James Johnson

Personal information
- Date of birth: 1983 or 1984
- Place of birth: Ikeja, Nigeria
- Position: Striker

Senior career*
- Years: Team / Apps / (Gls)
- ????: Vero Bim / ? / (?)
- ????: Jegede Babes / ? / (?)
- ????: Flying Eagles / ? / (?)
- ????: Crown FC / ? / (?)
- ????: Plateau United / ? / (?)

International career
- 199?-1999: Nigeria / 1+ / (0+)

Managerial career
- 2002: FCT Queens

= James Johnson (Nigerian footballer) =

Nigerian footballer (born 1979)

James Johnson (born Iyabo Abade) is a Nigerian former professional footballer who played as a striker for the Nigeria women's national team. He began his career in the youth setup at Vero Bim FC and later represented the Super Falcons. He was excluded from his club and national teams after he was ascertained as an intersex individual in 1999. In 2004, Johnson began the process of gender transition, and after completing the process took up his current name.

==Biography==
James Johnson was born in Ikeja, on the outskirts of Lagos, and was raised in a village in southeastern Nigeria.

At the age of 11, Johnson was registered with Vero Bim FC, a newly promoted top division club in Nigeria. Initially he played for recreation before being discovered by a local soccer coach in the Agege area of Lagos. He later represented the club Jegede Babes, where he set a record for the most number of goals scored in a single season with 38 goals in 1998.

Johnson's performance in a domestic match against one of the country's leading women's clubs attracted the attention of Ismaila Mabo, the coach of the women's national team, who recruited him to the team. Within a few months, he progressed from amateur football to representing the national team, for whom he played as a striker for the team for several seasons.

During the 1998 African Women's Championship, Johnson's shorts were pulled down in the middle of a pitch by an opponent, which he described as one of the worst experiences of his life in an interview with the BBC later. Later that year, on the eve of his participation in the Nigerian Women's Premier League, he was excluded from his club team after being identified as intersex.
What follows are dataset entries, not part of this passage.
PR #895, opened 2022-07-28
feat(scheduledHistory): [BACK-1488]: Show approver and basic schedule info

Herraj:
## Goal

For existing prospects, show the curator who approved it and the last 3 schedule histories.

Tickets:

- [BACk-1488]

### Screen Capture

https://user-images.githubusercontent.com/16694733/182647400-4a1c634b-2952-48db-87b1-c222324ab42f.mov


src/curated-corpus/components/ExistingProspectCard/ExistingProspectCard.tsx
```diff
@@ -85,30 +101,41 @@ export const ExistingProspectCard: React.FC<ExistingProspectCardProps> = (
...
-            )}{' '}
-            <Chip
-              variant="default"
-              color="secondary"
-              label="Already in corpus"
-              icon={<CheckIcon />}
-            />
-          </Box>
+            </Grid>
+          </Grid>
```
Herraj, line 131: Replaced the above jsx from `<Box>` to `<Grid>` to get achieve some spacing. Although, a lot more lines to achieve something little. I could probably use a CSS class and make the styling work with the `<Box>`.

Okay with reverting it if you think it's a bit verbose/lengthy?

nina-py (commented):
Copying here from a Slack conversation on the UI changes:

How do you feel about adding a collapse/more info button in the right hand corner of the prospect card and opening up that schedule history here? I’m worried we’re throwing far too many things on the page, the UI is getting more and more cluttered.

I agree with Jonathan that the schedule history should not take a whole chunk width-wise out of the prospect card, the layout of the main prospect info should remain the same.

I’d also use the user icon rather than the ticked checkbox icon for the “user who added this” (I guess?) info under the image.

Also note that it’s a real possibility that the real estate taken up by the prospect card is going to shrink when https://github.com/Pocket/curation-admin-tools/pull/887 is merged in - instead of taking up 3/4 of the grid it will take up 2/3rds. 

So I think providing the scheduling info but having it hidden by default in a collapsible area would work better than trying to squeeze everything into the available width.

src/curated-corpus/components/ExistingProspectCard/ExistingProspectCard.tsx
nina-py: I think it's all right as long as we make corresponding changes to the Prospect card component which also has these pill-style tags.

src/curated-corpus/components/ScheduleHistory/ScheduleHistory.tsx
```diff
@@ -0,0 +1,63 @@
...
+): JSX.Element => {
+  const classes = useStyles();
+  const { data } = props;
+
+  const getScheduledSurfaceName = (surfaceGuid: string) => {
+    return (
+      ScheduledSurfaces.find((surface) => surface.guid === surfaceGuid)?.name ??
+      'Unknown Surface'
+    );
+  };
```
nina-py, line 24: Would this ever happen in practice? Should we throw an error here for Sentry to highlight a data integrity issue? 

Would it be better to show the GUID provided instead of "Unknown Surface" (I am thinking if we have one extra surface added on the backend but the frontend is not updated, it would at least show the code/GUID for that surface instead of "Unknown Surface".

src/curated-corpus/helpers/definitions.ts
```diff
@@ -73,3 +73,13 @@ export type ApprovedItemFromProspect = Omit<
...
+
+// List of scheduled surfaces used to show the readable name by mapping it to it's corresponding guid
+export const ScheduledSurfaces = [
+  { guid: 'NEW_TAB_EN_US', name: 'New Tab (en-US)' },
+  { guid: 'NEW_TAB_DE_DE', name: 'New Tab (de-DE)' },
+  { guid: 'NEW_TAB_EN_GB', name: 'New Tab (en-GB)' },
+  { guid: 'NEW_TAB_EN_INTL', name: 'New Tab (en-INTL)' },
+  { guid: 'POCKET_HITS_EN_US', name: 'Pocket Hits (en-US)' },
+  { guid: 'POCKET_HITS_DE_DE', name: 'Pocket Hits (de-DE)' },
+];
```
nina-py, line 85: I wonder if there's a better way to approach this, even if it takes a bit more time. We managed to get the hardcoded values out of the frontend repo entirely with the addition of the [`getScheduledSurfacesForUser`](https://github.com/Pocket/curated-corpus-api/blob/cefb9fdca562775add3bb37b6c6d3af9c3def117/schema-admin.graphql#L868) query on the backend. 

This returns a list of `ScheduledSurface` objects that contain both the GUID and the name of the scheduled surface, so that it's super easy to generate dropdown options, for example, such as [this bit of code over here](https://github.com/Pocket/curation-admin-tools/blob/cdfbd8c035dfb0711b1696815607a1d35e3a54ab/src/curated-corpus/pages/ProspectingPage/ProspectingPage.tsx#L108). 

What if we had another backend query that returned _all_ surfaces, as I imagine we'll need this in more than one place, for example for the upcoming page for each curated item with its own history? 🤔 That would ensure the list of scheduled surfaces is hardcoded in one place only - on the backend.

nina-py: cc @jpetto for their input on this :).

As the news became public knowledge, he was dropped from the official squad of the national team for the 1999 FIFA Women's World Cup in the United States just before the start of the tournament. Johnson later joined FCT Queens, a club based in the Nigerian capital of Abuja. While he was unable to register as a player, he remained with the club as an assistant coach, contributing to the team's Women's FA Cup win in 2002.

Following this period, Johnson traveled to the United States in 2004 and underwent the first of several gender affirming surgeries at the Midway Hospital in Los Angeles, performed by Dr. Gary Alter and his team. The surgery cost more than US$450,000 and was funded by the Nigerian minister Muhammed Abba Gana. After the gender transition, he legally adopted the name James Johnson. He returned to football, playing for the Flying Eagles and Crown FC. However, he was dismissed from both the clubs after his background became known. A similar situation occurred later at Plateau United.